Der Verbraucherschutz und die amtliche Lebensmittelüberwachung sehen sich immer wieder mit lebensmittelassoziierten Zoonoseerkrankungen und Lebensmittelvergiftungen konfrontiert. Gerade Listeria monocytogenes stellt ein hohes Infektionsrisiko für bestimmte Bevölkerungsgruppen dar und birgt das Risiko, eine tödliche Listeriose auszulösen. Aber auch bakterielle Toxine können schwerwiegende Krankheitsverläufe bis hin zum Tod bedingen. Die eng verwandten Mitglieder der Bacillus cereus-Gruppe beherbergen potenziell toxinbildende Bakterienstämme. Bei der Aufnahme von Toxinen oder Bakterienzellen mit der Nahrung können diese Erbrechen oder Durchfall und Bauchkrämpfe bis hin zum Multi-Organversagen verursachen. So auch Bakterien, die zur Familie der Staphylococcaceae gehören, wie Staphylococcus aureus. Sie verursachen lokal begrenzte Infektionen der Haut und Weichteile, so wie auch schwerwiegende, systemische Krankheitsverläufe wie beispielweise Lungenentzündungen, Endokarditiden bis hin zur Sepsis. Bei Tieren sind sie außerdem verantwortlich für Mastitiden und können bei Milchkühen die Milchproduktion beeinträchtigen, die Milch kontaminieren und sind somit auch als Zoonose relevant für die Lebensmittelsicherheit. Toxinbildende Staphylokokken-Stämme können beim Menschen neben äußeren Infektionen auch lebensmittelbedingte Intoxikationen auslösen. Im Vordergrund steht hier die Fähigkeit der koagulasepositiven Staphylokokken, mit S. aureus als ihrem wichtigsten Vertreter, Staphylokokken-Enterotoxine (SEs) und Enterotoxin-ähnliche (SE-like) Proteine zu bilden. Daher ist es zur Prävention solcher Ausbruchsgeschehen besonders wichtig, Lebensmittel zuverlässig und schnell auf diese Erreger hin zu untersuchen. Ein Verfahren, welches sich hier für neuartige Ansätze anbietet, beruht auf der Amplifikation von Nukleinsäuren in Form der Loop-Mediated Isothermal Amplification (LAMP). Diese Methode erfordert einen geringen Geräteaufwand, ist kostengünstiger als herkömmliche Methoden und ist weniger arbeits- und somit auch zeitintensiv. Für alle drei Erreger existieren LAMP-Assays mit verschiedenen Zielregionen, diese zeigten jedoch an vielen Stellen Schwächen und beruhten auf weniger belastbaren Daten oder es fehlen Untersuchungen, um die Anwendbarkeit im Lebensmittel sicher zu ermöglichen.
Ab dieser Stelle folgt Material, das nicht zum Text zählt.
PR #600, opened 2026-05-04
feat: Move Policy & Target Generator DSL framework (#597)

### LINKED ISSUE #597: feat: Move Policy DSL + Target Generator DSL framework
## Overview

This tracking issue covers the full implementation of the **Move Policy DSL framework** described in `docs/superpowers/specs/2026-04-20-search-heuristic-dsl-design.md`. The framework introduces two Starlark-hosted DSLs that let agents author search heuristics without writing Rust, over a shared Rust substrate (`bloqade-lanes-dsl-core`).

**Design document**: `docs/superpowers/specs/2026-04-20-search-heuristic-dsl-design.md`

---

## Architecture

```
Caller (Python / Rust / CLI)
    └─▶ Move Kernel (Rust)         — SearchGraph, AOD validation, budget enforcement
            └─▶ bloqade-lanes-dsl-core — starlark-rust adapter, sandbox, shared primitives
                    └─▶ Policy (.star)  — agent-authored: init(root, ctx), step(graph, gs, ctx, lib)
```

The kernel owns all safety-critical invariants (AOD validation, transposition-table dedup, budget enforcement). The policy owns algorithm-level decisions. Neither inspects the other's internals.

---

## Plan A — Move Policy DSL + Shared Substrate ✅ (PR #TBD / branch `jason/move-policy-dsl`)

**New crate**: `bloqade-lanes-dsl-core`
- `adapter.rs` — starlark-rust integration (parse, bind, invoke, marshal)
- `sandbox.rs` — resource limits (`starlark_steps_per_tick`, `starlark_memory_per_solve`), forbidden builtins
- `policy_trait.rs` — generic `Policy<Handle, Action, InitArg, NodeState>` trait
- `primitives/` — shared Starlark value types (`LocationAddress`, `LaneAddr`, `Config`, `MoveSet`, `ArchSpec` wrapper, `stable_sort`, `argmax`, `normalize`)
- `errors.rs` — `DslError` variants with Starlark line:col info

**Extended**: `bloqade-lanes-search/src/move_policy_dsl/`
- `kernel.rs` — Move Kernel loop (algorithm-agnostic; drives `step()` calls)
- `actions.rs` — `insert_child`, `update_node_state`, `update_global_state`, `emit_solution`, `halt`, `invoke_builtin`
- `graph_handle.rs` — mediated `PolicyGraph` view exposed to policies
- `lib_move.rs` — `score_lanes`, `top_c_per_qubit`, `group_by_triplet`, `pack_aod_rectangles`, `hop_distance`, `mobility`, etc.
- `adapter_impl.rs` — glue between Move DSL and dsl-core's `Policy` trait

**Extended**: `bloqade-lanes-bytecode-python` — PyO3 `solve(..., policy_path=..., policy_params=...)` binding

**Reference policy**: `policies/reference/entropy.star` — Starlark reproduction of `Strategy::Entropy`

**Python API**:
```python
solver = MoveSolver.from_json(arch_json)
result = solver.solve(
    initial=[(0, loc_a), (1, loc_b)],
    target=[(0, loc_c), (1, loc_d)],
    blocked=[],
    policy_path="policies/reference/entropy.star",
    policy_params={"e_max": 12},
    max_expansions=10_000,
    timeout_s=30.0,
)
```

---

## Plan B — Target Generator DSL 🔲

A Starlark mirror of `TargetGeneratorABC` (from #533). Pure function interface — no state, no tree, no step loop.

**New file**: `python/bloqade/lanes/heuristics/physical/target_generator_dsl.py`
- Adapter implementing `TargetGeneratorABC` by loading a `.star` file via dsl-core (PyO3)
- Wraps `TargetContext` as a Starlark handle with: `ctx.arch_spec`, `ctx.placement`, `ctx.controls`, `ctx.targets`, `ctx.lookahead_cz_layers`, `ctx.cz_stage_index`
- Validates candidates on the Rust side: qid coverage, location group validity, CZ-blockade pair invariant

**Policy shape**:
```python
def generate(ctx):
    # Returns list[dict[int, LocationAddress]]
    ...
```

**Integration**: injected at the `target_generator=` field of `PhysicalPlacementStrategy` — no new orchestration code needed.

---

### Additional reference policies (`policies/reference/`)
- `dfs.star` — vanilla depth-first with LIFO stack in `GlobalState`
- `bfs.star` — breadth-first with a FIFO
- `ids.star` — iterative deepening

Each file is heavily commented; agents are expected to start from one as a template.

### CLI harness (`bloqade-lanes-bytecode-cli`)
```bash
# Run a policy on a fixture
lanes eval-policy --policy path/to/policy.star \
                  --case fixtures/sample.json \
                  --max-expansions 10000

# Verbose per-step trace
lanes trace-policy --policy path/to/policy.star \
                   --case fixtures/sample.json
```
Fixture format: JSON with `arch_spec_path`, `initial`, `target`, `blocked`, optional `params` override.

### Auto-generated primer (`policies/primer.md`)
Documents every `lib.*`, `actions.*`, `graph.*`, and `ctx.*` name with signature and semantics. Regenerated from Rust-side type definitions via a build step; drift is a CI-enforced invariant.

### Snapshot tests
Each reference policy runs against 3–4 fixtures with committed expected `SolveResult` JSON. Regressions caught by CI.

---

## Sandbox constraints (all plans)

- No I/O, network, wall clock, RNG, `load()` of external files
- Per-tick Starlark step budget (default: 1,000,000 steps)
- Per-solve heap cap (default: 128 MiB)
- Deterministic: byte-identical results for same inputs — ties broken on structural id, not hash randomness

## Determinism guarantees

1. No RNG exposed through any `lib.*` primitive
2. All collection-returning primitives return sorted or insertion-order vecs
3. `stable_sort` / `argmax` use stable ordering on (value, structural id)
4. Hermetic inputs: policies see only `(initial config, target, blocked, PARAMS, ctx)`
5. FNV-1a `Config` hash is deterministic across runs and platforms

## Open questions

- Exact defaults for `starlark_steps_per_tick` / `starlark_memory_per_solve` (determined empirically)
- `graph.last_insert()` side-channel vs. action-as-expression ergonomics — revisit after agent usage
- `PARAMS` override granularity: only top-level fields today; nested struct overrides may be needed

## Out of scope

- Replacing existing Rust search traits or Python `TargetGeneratorABC`
- Production-throughput parity (~10× overhead expected; stabilized policies can be ported to native Rust)
- Hot reload, untrusted remote policies, differentiable/learning-based policies, cross-policy composition
- Unified Move + Place DSL (forward-compat path exists via generic `Policy` trait; see design §11)

Jason-Ludmir:
## Summary

This PR lands the full Starlark-based policy layer for move synthesis and target generation, then wires that DSL into a Roger-luo/autotune loop so LLM-authored `.star` policies can be iterated against real physical-placement benchmarks without recompiling Rust.

Closes #597.

## What changed

- Added the shared `bloqade-lanes-dsl-core` substrate: deterministic Starlark sandboxing, a generic policy trait, shared primitive wrappers, structured errors, and utility bindings used by both DSLs.
- Added the Move Policy DSL under `bloqade-lanes-search/src/move_policy_dsl/`: kernel run loop, action verbs, `graph.*` / `lib.*` / `ctx.*` handles, observer hooks, `PARAMS_OVERRIDE`, timeout/budget support, and Python-facing `MoveSolver.solve(policy_path=..., policy_params=..., timeout_s=...)` plumbing.
- Added the Target Generator DSL under `target_generator_dsl/`: Starlark policies can generate CZ-stage target candidates, with validation delegated to the existing physical-placement target validator and a Python `TargetGeneratorDSL` adapter.
- Added CLI and fixture infrastructure: `bloqade-bytecode eval-policy`, `bloqade-bytecode trace-policy`, NDJSON trace output, shared move/target problem fixture loading, snapshot fixtures, `dsl_snapshot` tests, and generated `policies/primer.md`.
- Added autotune integration: `.autotune.toml`, `policies/autotune/candidate.star`, `scripts/autotune/measure_dsl_policy.py`, `.python-version`, `.autotune/` ignore rules, and a `dsl_autotune` benchmark strategy selected by `BLOQADE_DSL_POLICY`.
- Fixed several issues discovered while running the autotune loop on physical Gemini problems, especially u64 lane encoding round-trips and Python acceptance of valid DSL fallback results.

## Move Policy DSL

The Move Policy DSL lets users write a single `.star` file exporting:

```python
init(root, ctx) -> global_state
step(graph, gs, ctx, lib) -> action | list[action]
```

Policies drive the Rust search kernel through a small action vocabulary:

- `insert_child(parent, move_set_encoded)` creates a search child from an encoded AOD move set.
- `update_node_state(node, patch)` and `update_global_state(patch)` store deterministic Starlark-visible policy state.
- `emit_solution(node)` returns a found path.
- `halt(status, message)` terminates explicitly.
- `invoke_builtin(name, args)` supports controlled builtins such as `sequential_fallback`.

The exposed read surface is deliberately narrow and deterministic. `graph` gives policies access to configs, parents, goal checks, insert outcomes, and per-node state. `ctx` exposes targets, blocked locations, and the architecture. `lib` exposes distance and mobility helpers plus the Rust-backed AOD candidate pipeline.

The autotune work pushed the Move DSL surface further than the initial framework by moving strategy-owned scoring and pruning decisions into Starlark. In particular, policies can now build their own candidate ordering with primitives such as `unresolved_qubits`, `legal_lanes`, `scored_lane`, and `pack_aod_rectangles`, while the Rust side still owns safety-critical move validation and graph insertion.

## Target Generator DSL

The Target Generator DSL mirrors the Move DSL pattern for CZ-stage target selection. A `.star` policy can emit candidate qubit-to-location placements for a CZ stage, and the Rust/Python bridge validates those candidates through the existing physical placement validator.

This gives us two replaceable policy layers:

- target generation: choose where the CZ pair should be physically placed;
- move policy: choose how to move from the current physical state to that target.

The Python adapter is `TargetGeneratorDSL(TargetGeneratorABC)`, so it plugs into `PhysicalPlacementStrategy(target_generator=...)` without changing call sites that already consume target generators.

## Autotune integration

The new autotune path is intended to answer: can an LLM evolve a useful Move Policy DSL search strategy by editing only a `.star` policy file?

The branch adds a Roger-luo/autotune task named `dsl-move-policy-v2-steane35-no-builtin`. Its tunable path is `policies/autotune/**`, while reference policies and design docs are denied so generated policies cannot simply copy the examples. The configured objective hierarchy is strict:

- maximize `success_rate` first;
- minimize `move_layers` only among successful policies;
- emit wall time and nodes explored as diagnostics, not as primary optimization targets.

The current measurement command runs:

```bash
env BLOQADE_DSL_KERNELS=steane_physical_35 MPLCONFIGDIR=.autotune/matplotlib uv run python scripts/autotune/measure_dsl_policy.py
```

The measure script calls `compile_squin_to_move` directly with the physical Gemini arch spec and a `PhysicalPlacementStrategy` whose `RustPlacementTraversal` points at the policy under evaluation. It intentionally bypasses the benchmark CLI's architecture-mode plumbing because that path mutates logical-initialization settings that are unrelated to physical-arch move search.

Metrics are emitted as `AUTOTUNE_METRIC <name> <value>` lines for a RegexAdaptor. Per-case diagnostics and the policy file contents are written to stderr so each iteration preserves enough evidence to debug failures after temporary worktrees are discarded.

## Current autotuned candidate

`policies/autotune/candidate.star` is currently a no-builtin greedy best-first search for `steane_physical_35` on the physical Gemini arch.

Important policy properties:

- It uses a frontier of `[priority, node_id]` entries and pops the minimum priority.
- The priority is pure remaining hop distance `h`, summed only over unresolved qubits.
- It enumerates legal lanes only for unresolved qubits, preventing the packer from dragging already-at-target qubits away from their goals.
- It scores lanes as `(d_cur - d_dst) * d_cur + d_cur`, which rewards forward progress for far-away qubits and gives lateral moves for far-away qubits a positive contribution instead of making them look useless.
- It passes every Rust-packed AOD rectangle through; there are no branch caps, beam widths, top-k slices, per-qubit top-c pruning, fallback halts, or builtin invocations.
- It uses an `awaiting -> queue -> frontier-pop` state machine so each `insert_child` is observed via `graph.last_insert()` before the child is admitted into the frontier.

This candidate is the result of several autotune iterations. Earlier attempts exposed real integration bugs and policy-shaping problems: a fallback-first policy could technically solve by delegating to Rust, reference-policy copies were too brittle, and branch caps/top-c pruning hid search completeness failures. The current task prompt explicitly forbids those shortcuts so the LLM has to express the search behavior in Starlark.

## Bugs found by autotune and fixed here

The autotune loop acted as a stress test for the DSL on real physical Gemini lane IDs. It found several issues that were not obvious from the original framework tests:

- Starlark int to JSON marshalling truncated physical Gemini lane encodings above `i32::MAX`, turning valid lanes into `0` and causing `aod_invalid: lane 0 has no qubit at src`.
- `insert_child` action conversion had the same big-int truncation class when converting Starlark lists into encoded move sets.
- `StarlarkLane.encoded` cast `LaneAddr::encode_u64()` to `i32`, which broke policies that used `lane.encoded` directly.
- The Python physical-placement bridge rejected valid DSL results produced through the documented `sequential_fallback` path because those results carry `policy_status="fallback: ..."` rather than `status="solved"`, despite having non-empty move layers and a target goal config.
- The measurement loop initially discarded benchmark failure notes; the script now preserves policy contents and per-case notes in iteration stderr so the next research pass can reason about actual failures.

## User-facing surfaces

Python:

```python
from bloqade.lanes.bytecode import MoveSolver

solver = MoveSolver.from_json(arch_json)
result = solver.solve(
    initial=[(0, loc_a), (1, loc_b)],
    target=[(0, loc_c), (1, loc_d)],
    blocked=[],
    policy_path="policies/autotune/candidate.star",
    policy_params={},
    max_expansions=10_000,
    timeout_s=30.0,
)
```

Physical placement:

```python
PhysicalPlacementStrategy(
    traversal=RustPlacementTraversal(
        policy_path="policies/autotune/candidate.star",
        policy_params={},
        timeout_s=30.0,
    )
)
```

Benchmark/autotune:

```bash
BLOQADE_DSL_POLICY=policies/autotune/candidate.star \
BLOQADE_DSL_KERNELS=steane_physical_35 \
uv run python scripts/autotune/measure_dsl_policy.py
```

CLI:

```bash
bloqade-bytecode eval-policy --policy policies/reference/entropy.star --problem policies/fixtures/move/small/problem.json
bloqade-bytecode trace-policy --json --policy policies/reference/entropy.star --problem policies/fixtures/move/small/problem.json
```

## Test plan

Previously verified on this branch:

- [x] `just test-rust` - Rust unit + integration tests, including `dsl_snapshot`, `primer_golden`, and `cli_policy`.
- [x] `just develop-python && uv run pytest python/tests` - Python suite passed at the time of the Plan C update.
- [x] `just lint` - formatting, header check, primer staleness check, and clippy checks were clean at the time of the Plan C update.
- [x] `cargo clippy -p bloqade-lanes-search --all-targets -- -D warnings`.
- [x] `cargo clippy -p bloqade-lanes-dsl-core --all-targets -- -D warnings`.
- [x] CLI smoke: `bloqade-bytecode eval-policy --policy policies/reference/entropy.star --problem policies/fixtures/move/small/problem.json`.
- [x] CLI smoke: `bloqade-bytecode trace-policy --json ...` produced valid NDJSON.
- [x] `just check-primer`.

Latest branch replacement/update verification:

- [x] Pushed `jason/move-policy-dsl` to `030ece300cc7c0d4cdd2657c7bab3879170eba1e`.
- [x] Verified local `jason/move-policy-dsl`, `origin/jason/move-policy-dsl`, and the current autotune worktree branch all point to `030ece300cc7c0d4cdd2657c7bab3879170eba1e`.
- [x] Commit hooks passed when adding the latest policy comments and design notes: end-of-file, trailing whitespace, pyright, and skipped non-applicable format/lint hooks.
- [x] Cursor lints reported no diagnostics for `policies/autotune/candidate.star`.

Not rerun after the final branch replacement: the full Rust/Python test suite. The latest post-replacement change was documentation plus comments in `policies/autotune/candidate.star`.

## Review notes

- This PR is intentionally large because the DSL substrate, Move DSL, Target DSL, CLI harness, fixtures, and autotune integration are coupled: autotune needs the Python physical-placement bridge and the Move DSL primitives, while the DSL framework needs CLI/fixture coverage to be reviewable.
- The autotune task currently focuses on `steane_physical_35`, where native strategies show enough event-count spread to produce meaningful tuning signal.
- `.autotune/` task state is ignored. The committed artifacts are the reproducible config, measure script, candidate policy, and documentation, not per-iteration ledgers/worktrees.
- The CLI binary now links `starlark-rust` transitively. The C FFI library is unaffected because it does not link the policy execution paths.
- PR is still draft until reviewers are comfortable with the combined DSL and autotune scope.


crates/bloqade-lanes-dsl-core/src/policy_trait.rs
```diff
@@ -0,0 +1,43 @@
...
+    Solved,
+    Unsolvable,
+    BudgetExhausted,
+    Fallback(String),
+    Error(String),
+}
+
+/// A hosted algorithm. Type parameters keep this generic enough to host
+/// future placement DSLs (§11 of the spec) without modification.
+pub trait Policy {
```
weinbe58: The `Policy` trait is exported as `pub` but neither `MovePolicy` (Move DSL kernel) nor `TargetPolicy` (Target DSL kernel) actually implement it — they construct their own private structs that satisfy the same shape without the trait bound. Similarly `StepResult<A>` and `HaltStatus` are pub but never pattern-matched by external consumers.

Was this trait intended to be a future constraint — something kernels will eventually be required to implement once there are multiple policy types co-existing — or is it documentation-only scaffolding at this point? If it's the former, it might be worth adding a comment that says so (or actually wiring it up). If it's the latter, making it `pub(crate)` would keep the intent clearer and reduce the exported surface.

weinbe58 (commented):
Architectural review of `bloqade-lanes-dsl-core` — inline comments below on the specific findings. Overall the implementation is clean: no panics, no unsafe, no unwrap in production paths, and all types that matter are wired and tested. The questions are mostly about intent and long-term direction rather than bugs.

crates/bloqade-lanes-dsl-core/src/primitives/types.rs
```diff
@@ -0,0 +1,409 @@
...
+        match attr {
+            // Physical-Gemini lane encodings routinely exceed `i32::MAX` (the
+            // `LaneAddr::encode_u64` packs zone/bus/site bits into the high
+            // half of a `u64`). Casting to `i32` here silently wraps the
+            // value — typically to `0` for the high-bit-only encodings —
+            // and the resulting `lanes: [0]` makes every `insert_child`
+            // call fail with `aod_invalid: lane 0 has no qubit at src`,
+            // silently corrupting every DSL search policy that reads
+            // `lane.encoded` to forward to `insert_child`.
+            "encoded" => Some(heap.alloc(self.0.encode_u64() as i64)),
```
weinbe58, line 117: This cast is documented, but the failure mode when it wraps is pretty far from this line — the policy author would see `insert_child` reject a child with a cryptic error rather than an error that points here.

Would it be worth adding a debug-mode assertion (`debug_assert!(self.0.encode_u64() <= i64::MAX as u64)`) to catch this in tests, or surfacing an explicit `anyhow::bail!` here if the high bit is set? The comment on lines 97-104 is good — just wondering if there's a cheaper way to make the error actionable.

crates/bloqade-lanes-search/src/graph.rs
```diff
@@ -8,67 +8,19 @@
...
-    /// Return the encoded lane values (sorted, deduplicated).
-    pub fn encoded_lanes(&self) -> &[u64] {
-        &self.lanes
-    }
-}
+// `MoveSet` was moved to `bloqade_lanes_dsl_core::primitives::move_set` so
+// the dsl-core `ArchSpec` methods can return a validated `StarlarkMoveSet`
+// without dsl-core needing to depend on this crate. Re-exported here so
+// existing `crate::graph::MoveSet` imports across this crate keep working.
+pub use bloqade_lanes_dsl_core::primitives::move_set::MoveSet;
```
weinbe58, line 23: This re-export exists because `MoveSet` was relocated from `search/graph.rs` to `dsl-core` to break a circular dependency (so `arch_spec.move_set()` can return a validated `StarlarkMoveSet` without `dsl-core` depending on `search`). The comment explains this well.

Longer-term question: is the right home for `MoveSet` and `StarlarkMoveSet` in `dsl-core`, or does this feel like it wants a third crate (`dsl-primitives` or similar) that both `dsl-core` and `search` depend on? The re-export preserves the old import path, but callers in `search` still reach into `dsl-core` for a type that conceptually lives in the search domain. No action needed now — just flagging this for the next time the crate boundaries get revisited.

weinbe58:
**Emerging pattern: ad-hoc error wrapper structs** (4 sites, ready to abstract)

Four locations define a trivial 3-4 line struct whose sole job is wrapping a `String` to satisfy `Into<anyhow::Error>` required by `starlark::Error::new_other()`:

| Location | Type name |
|----------|-----------|
| `primitives/types.rs:129-133` | `BadDiscriminant` |
| `primitives/arch_spec.rs:315-321` | `ArchValidationError` |
| `primitives/utilities.rs:86-96` | `Msg` |
| `primitives/arch_spec.rs:116-127` | inline `Msg` |

They're all structurally identical — `#[derive(Debug)]`, `impl Display`, `impl std::error::Error`. A single `pub(crate) struct DslErrorMessage(pub String)` in `errors.rs` would eliminate all four.

Not urgent, but since all four instances have been stable for 90+ days this is probably the easiest cleanup available. Is there a reason the per-site names are load-bearing (e.g. for backtrace readability), or is consolidation fair game?

---

**`StarlarkArchSpec` constructor friction**

Consumers in `search/move_policy_dsl/kernel.rs:220` and `search/move_policy_dsl/kernel.rs:336-347` manually write `StarlarkArchSpec(Arc::new(...))` and wrap `StarlarkLocation` values because `dsl-core` exposes the types but not constructors for them. A `StarlarkArchSpec::new(spec: Arc<ArchSpec>) -> Self` would remove this — callers currently have to import `Arc` on `dsl-core`'s behalf. Minor, but worth noting if there's a cleanup pass coming.

crates/bloqade-lanes-dsl-core/src/policy_trait.rs
weinbe58: Resolved by 3bbec55. Demoted `Policy`, `StepResult<A>`, `HaltStatus`, and the `policy_trait` module to `pub(crate)` and dropped the corresponding `pub use` from `dsl-core/src/lib.rs`. Added `#![allow(dead_code)]` plus a module-doc note explaining the lifecycle — promote back to `pub` (and wire `MovePolicy` / `TargetPolicy` to actually implement it) once there is a second in-crate kernel or an external consumer.

crates/bloqade-lanes-dsl-core/src/primitives/types.rs
weinbe58: Resolved by 9bfb7c4. Skipped the `debug_assert!(encode_u64() <= i64::MAX as u64)` — looked closer at `LaneAddr::encode` in `bytecode-core` and bit 63 of `encode_u64` is the `direction` bit (`(direction as u32) << 31`, then shifted into the upper word of the u64). Every `Direction::Backward` lane therefore legitimately exceeds `i64::MAX`, and the assertion would fire on the common path. The `as i64` cast is bit-preserving but not range-preserving, by design.

What landed instead:

- Strengthened the inline comment to spell out the bit-63 mechanism and the round-trip contract `Starlark i64 → Rust i64 → as u64 → LaneAddr::decode_u64`.
- Added `lane_encoded_attr_preserves_u64_bit_pattern_through_i64` (in `types.rs` tests) which exercises a Backward `Lane(...)` through Starlark and asserts (a) the value surfaces as the expected negative i64, (b) `as u64` recovers the original `encode_u64()` bits, (c) `decode_u64` rebuilds the original lane bit-exactly.

If anyone later adds a `<= i64::MAX` defensive assertion at the cast site, this test will fail and point them at the comment.

crates/bloqade-lanes-search/src/graph.rs
weinbe58: No code change in this PR. The crate-boundaries question (whether `MoveSet` / `StarlarkMoveSet` belong in `dsl-core`, in `search`, or in a third `dsl-primitives` crate that both depend on) is captured in the 2026-05-31 `bloqade-lanes-search` crate review under §6 "Proposed Refactor Direction" (`docs/superpowers/reviews/2026-05-31-bloqade-lanes-search-review.md`, currently on `phil/refactor-search-infra`). The re-export at `graph.rs:23` stays as-is for this PR and will be revisited when the search-crate refactor reorganizes the type layout.

weinbe58 (approved):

So war es Ziel dieser Studie, L. monocytogenes in Lebensmitteln mit der LAMP-Methode schnell, spezifisch und empfindlich, unter Berücksichtigung aller relevanter Serotypen nachzuweisen. Die Reaktionen für diesen, wie auch für die anderen beiden Assays wurde mit dem tragbaren Echtzeit-Fluorometer Genie® II (OptiGene Ltd., Horsham, UK) durchgeführt und etabliert. In diesem neuen LAMP-Assay heften sich sechs Primer an die mpl-Gensequenz von L. monocytogenes an. Eine 100%-ige Spezifität wurde anhand von 148 verschiedener Isolate, darunter 105 L. monocytogenes und 43 Nicht-L. monocytogenes-Stämme, bestätigt. Die analytische Sensitivität lag bei 5 pg DNA oder 275 KbE pro Reaktion. Auch künstlich kontaminiertes Rinderhackfleisch und geriebener Mozzarella wurden getestet. Der Assay war zu 100% erfolgreich beim Nachweis einer anfänglichen bakteriellen Kontamination von 0,4-4 KbE/g Lebensmittel nach 24-stündiger Anreicherung. Dies ermöglicht es, Kontaminationen im Rahmen des Lebensmittelsicherheitskriteriums von 100 KbE/g Probe sicher nachzuweisen. Auch bei der Untersuchung von Nativproben konnten 100% übereinstimmende Ergebnisse zwischen LAMP und der Standardkulturmethode nach der ersten Anreicherung für 24 Stunden erzielt werden. Darüber hinaus wurde eine schnelle Koloniebestätigungsmethode etabliert, die eine zuverlässige Identifizierung von L. monocytogenes-Isolaten auf verschiedenen Selektivkulturmedien unter Verwendung einer vereinfachten DNA-Extraktion durch einen thermischen Zellaufschluss sicherstellt. Diese im Rahmen dieser Dissertation vorgelegte Studie zeigt, dass der entwickelte Test in der Lage ist, festzustellen, ob ein Lebensmittel im Hinblick auf die Lebensmittelsicherheitskriterien von 100 KbE/g den Normen der Europäischen Union für L. monocytogenes sicher ist, und schnellere Ergebnisse als die kulturelle Referenzmethode liefert.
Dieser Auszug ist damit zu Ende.